Three characteristics of the school environment make the risk of liability particularly real:
 
- Regardless of the teacher to student ratio, the supervision of large groups of children is a difficult task. It is arguable that all that is required is reasonable supervision in these circumstances, but the notion of what is reasonable is notoriously difficult to define.
- Secondly, and we have seen the impact of this in Rabie’s case, injuries to children have the potential to give rise to large damages awards because the effects of any injuries tend to have far reaching consequences. If the child is disabled, the claim for loss of future earnings and future medical expenses alone may be massive. It is likely that general damages for loss of a limb by a young, able-bodied school boy would be an award between R600 000 and R800 000.
- Finally, and this is again illustrated in Rabie’s case, it can be very difficult to apportion liability in these types of cases. The Court held that it was not for Rabie’s parents to have taught him not to engage in dangerous activities, perhaps generously, nor was it young Rabie’s fault for taking part in such a dangerous game in the first place. As Rabie was under fourteen years old at the time, the law presumes that he lacked the maturity to appreciate the danger of his actions and the school failed to prove that he did.
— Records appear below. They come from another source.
PR #1564, opened 2021-11-28
Make storage-change-detection.html cacheable

jsha:
This is one of the most-requested URLs on the site, because it is embedded in a lot of different pages and is not cacheable.

### DIFF
--- a/src/web/page/web_page.rs
+++ b/src/web/page/web_page.rs
@@ -1,7 +1,12 @@
 use super::TemplateData;
 use crate::ctry;
 use crate::web::csp::Csp;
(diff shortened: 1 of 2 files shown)


jsha:
Draft because we need to figure out how to make this work with CSP. Possibly a hash of the contents instead of a nonce.

jsha:
Actually, @Nemo157 pointed out that since storage-change-detection is what serves the CSP policy that we care about here, and is also what contains the nonce'd script, we're fine. Also I verified locally that CSP does not block the load.

jyn514 (approved):
Looks great, thanks!

PR #1566, opened 2021-11-28
Remove rust-navigation-item style

jsha:
AFAICT the only code that generated nodes with this class was removed in
9826ca0f1ed6b373ff49f182a5e44f8fe25ba89f. I noticed the issue because
/rust-logo.png shows up as one of the top requested URLs, but is a 404.


jyn514:
That is ... a while ago :sweat_smile: excellent catch, thanks!

PR #216, opened 2021-05-14
Update updater.md

dibadibadiudiu:
"relaunch" is no longer in "@tauri-apps/api/app"


lucasfernog:
Thanks for catching this!

PR #222, opened 2021-05-16
Fix gtksourceview3 Fedora package name

sstangl:
The proper package name in the setup instructions is `gtksourceview3`, instead of `gtksourceview-3.0`.

Verified on Fedora 34.


Laegel:
Hey @sstangl ! Thanks for your PR. :+1:

PR #224, opened 2021-05-18
feat: Add benchmarks 

lemarier:


lemarier:
Ok, I think I'm done with that.

Feel free to make any changes, and If you want to add a link in the menu, I didn't add that as I wasn't sure if we wanted to.

Thanks!

PR #235, opened 2021-06-11
WebDriver guide

chippers:
Still a WIP as the interfaces for `wry` and `tauri`/`tauri-runtime-wry` settle and we do a release for them. I want these guides to be ready by the time `tauri-driver` enters pre-alpha so we have some documentation for others to get started with it.

I'll mark for review when `tauri-driver` is ready for the first pre-alpha.


nothingismagick:
@chippers Is there an ETA for this being able to be published?

chippers:
> @chippers Is there an ETA for this being able to be published?
> 

I was planning on publishing when the release with webdriver came out, but ended up being reverted.  I'm in the process of converting the multi window webdriver tests from trying to fix the bug to be usable tests in Tauri and Wry, and plan to either fix or disable the multi window testing for the release this week

lucasfernog:
@chippers this should've been added to the tauri repo first. But since we just released, we can patch in both places.

PR #261, opened 2021-07-24
add `height: 100%;` to showcase cards

lukethacoder:
add `height: 100%;` to cards so they fill the grid nicely.

### before: 
image

### after: 
image


Laegel:
Hey @lukethacoder , thanks for your fix!

PR #285, opened 2021-09-26
fix(integration): fix two links

csjkevin:


lucasfernog (approved):

lucasfernog:
Can you PR the same to the tauri repo? That's where the docs file live before getting published.

csjkevin:
> Can you PR the same to the tauri repo? That's where the docs file live before getting published.

@lucasfernog Sure. But I think I didn't find that paragraph in tauri repo. Shall I update it?

lucasfernog:
Hmm i'm not sure, maybe we updated it already.

PR #294, opened 2021-11-02
add bs redis desktop client project

fuyoo:
add my `redis desktop client project` to the showcase


probablykasper:
You'll need to provide a `description` string for the app in `translations/en.json`. You can see that the deploy preview isn't working, and the log has errors.

PR #301, opened 2021-11-30
add the "BS Redis Desktop Client" project,and the local test passed.

fuyoo:
add the "BS Redis Desktop Client" project,and the local test passed.


.gitignore
```diff
@@ -1,3 +1,6 @@
+# ide
+.idea
+
```
kasper9n, line 3: Any reason for adding this?

translations/fr.json
```diff
@@ -279,6 +279,9 @@
         },
         {
           "description": "ExcelMerger merges Excel files"
+        },
+        {
+          "description": "The Best Surprise Redis Desktop Client. Powered by Rust and Tauri."
```
kasper9n, line 284: Other projects' descriptions are missing here, so I think this would be out of order. I'd suggest just leaving this out (seems like the french docs aren't used yet anyways)

src/pages/showcase.js
```diff
@@ -15,102 +15,109 @@ const projects = [
     title: 'GUIJS',
     image: imgPath + 'guijs/logo.svg',
     link: 'https://guijs.dev/',
-    screenshots: ['0.png'].map((image) => imgPath + 'guijs/' + image),
```
kasper9n, line 18: There's a lot of formatting changes that shouldn't be here, so please remove all those changes. The repo does have prettier configured for formatting.

probablykasper (changes requested):

PR #302, opened 2021-11-30
add the "BS Redis Desktop Client" project

fuyoo:
add the "BS Redis Desktop Client" project


probablykasper:
Thanks, looks good now! (btw, you don't need to open a new PR when you make changes)

PR #102, opened 2023-09-25
feat: Tabs component

shariquerik:
```
<Tabs
	v-model="tabIndex"
	v-slot="{ tab }"
	:tabs="[
		{ label: 'Tab 1', content: 'Content of tab 1'},
		{ label: 'Tab 2', content: 'Content of tab 2' }
	]"
>
  <div class="p-5">{{ tab.content }}</div>
</Tabs>
```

A minor between the ages of fourteen and eighteen is presumed capable of appreciating the consequences of his actions.

Realistic protection

One way for a school to protect itself is by ensuring that parents sign appropriate indemnities, particularly before excursions that may present unexpected risks. A school may not be able to exclude its liability towards a minor. An indemnity given by the parents, however, would be effective. For example, if the parents agree to indemnify the school for any liability towards their child that may arise on an outing, then the school would be able to look to the child’s parents for a reimbursement should there be a claim by the child. There would thus be little point in the minor pursuing such a claim, because doing so would mean that his action would indirectly be against his parents.

Schools need to ensure that their indemnity forms are appropriately drafted to ensure that they are as protected as can be. The scale of the Rabie award should also prompt schools to ensure that they have sufficient third party cover in place, particularly in light of the unique risks presented by the school environment.